On the heels of Friday’s payroll report, I want to make sure you saw the WSJ article which was in Friday’s paper titled “Layoffs Hit White-Collar Workers as Amazon, Walmart, Others Cut Jobs…Recent wave of job cuts marks departure from previous downturns when blue-collar workers were shed first.” I’m going to distill this even further. Labor demand and shortages still exist in parts of the market where businesses physically need workers on premises, like hotels, restaurants, airports, airplanes, hospitals and other healthcare facilities to name a few. This as opposed to many white collar jobs that are now more expendable or at least these workers have less leverage, especially if its work from home as now employers can shop anywhere for that job.
The article went on to say, “Demand has fallen sharply for professionals in technology, legal, scientific and finance fields, and companies that ramped up staffing during the pandemic, including tech firms, are slowing down hiring or cutting jobs as they close down some projects or scale back others.” They also quoted the chief economist of ZipRecruiter who said “There’s a very clear white-collar recession in demand for labor.”
Back to my point that workers are more needed in sectors where the physical presence of a worker is crucial, the CEO of BHP said this, “If you don’t have somebody that could drive a truck, you’re losing production as a result of that.” And they continue “to hire in a tight labor market, particularly for front-line workers, whose absence can most immediately affect results.”
The China stock rally continued overnight with the H share index up another 5.3%, the Shanghai comp higher by 1.8% and the Hang Seng rallying by 4.5%. We continue to like and own some Macau casino plays and other Asian travel names as a way to take advantage of this reopening.
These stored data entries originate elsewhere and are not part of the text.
PR #18254, opened 2020-07-10
Kops - Skip new tests on older branches

hakman:
Similar to #18172 .

/cc @johngmyers @rifelpet


hakman:
Example of PR where these jobs fail for `release-1.17`:
https://github.com/kubernetes/kops/pull/9549

rifelpet:
good catch 👍 
/lgtm
/approve

hakman:
> good catch 👍
more like bumping into it at full speed 😆

PR #18256, opened 2020-07-10
Kops - Fix kube-router tests

hakman:
Includes:
* more exclusions for kube-router test to become green
* increased interval for kube-router tests
* new presubmit for kuberouter
* cluster domain includes plugin name to not clash

/cc @rifelpet

### DIFF
--- a/config/jobs/kubernetes/kops/kops-presubmits-network-plugins.yaml
+++ b/config/jobs/kubernetes/kops/kops-presubmits-network-plugins.yaml
@@ -38,7 +38,7 @@ presubmits:
         - --extract=release/latest
         - --ginkgo-parallel
         - --kops-build
-        - --kops-args=--networking=amazon-vpc-routed-eni --node-size=t3.large
+        - --kops-args=--networking=amazonvpc --node-size=t3.large
         - --kops-priority-path=/home/prow/go/src/k8s.io/kops/kubernetes/platforms/linux/amd64
         - --provider=aws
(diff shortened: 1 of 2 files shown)


config/jobs/kubernetes/kops/kops-presubmits-network-plugins.yaml
```diff
@@ -79,7 +79,7 @@ presubmits:
         - /workspace/scenarios/kubernetes_e2e.py
         args:
         - --aws
-        - --aws-cluster-domain=test-cncf-aws.k8s.io
+        - --aws-cluster-domain=test-cncf-calico.k8s.io
```
rifelpet, line 82: are you sure this is safe? i don't know exactly how the AWS accounts are setup but I would imagine there is a hosted zone for test-cncf-aws.k8s.io and changing this might mean that kops can't find a hosted zone to add records to.

what exactly is the problem caused by having them all use the same aws-cluster-domain?

hakman: I was thinking they may clash if they run at same time, like the ARM64 ones last week.

hakman: You may be right, so I changed back.

rifelpet:
/lgtm
/approve

Random thought: we should consider occasionally reevaluating all the tests that we skip in case they end up getting fixed. Perhaps once per minor release.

Copper, iron ore and oil are also rallying in response to more evidence of a major policy shift in China that has now become clear.
With respect to oil and the new Russian price caps, with Russia not currently get paid much more than $60 per barrel anyway, I’m not sure if there will be much impact on how much Russia will collect but whenever I see any kind of price controls occur, we have to worry about future supply. We remain bullish on energy stocks.
China H share index
Reflecting still the shutdowns and real estate distress, China’s Caixin November services index capturing the private sector (about 80% of employment in China is with private companies by the way) fell to 46.7 from 48.4 but we can assume this is the bottom. Hong Kong’s PMI fell to 48.7 from 49.3 and hopefully we can say the same thing here.
For Singapore, which has been open and thriving, its PMI fell 1.5 pts m/o/m to 56.2. S&P Global said “Private sector activity continued to expand at a robust pace midway into the final quarter of 2022 but saw the rate of expansion moderate from October’s high. Survey respondents remarked that virus-related disruptions underpinned the slowdown. Indeed, lead times lengthened at a substantial rate in November amid reports of Covid related delays and manpower constraints…While firms were generally hopeful that sales will continue to improve, the average level of optimism fell to a modest one with recession risks, higher GST (goods and services tax) impact on sales and Covid implications reported to have negatively affected sentiment.” The Singapore Straits is one of the few global stock markets that is in the green this year with a 4.6% rally. We remain positive.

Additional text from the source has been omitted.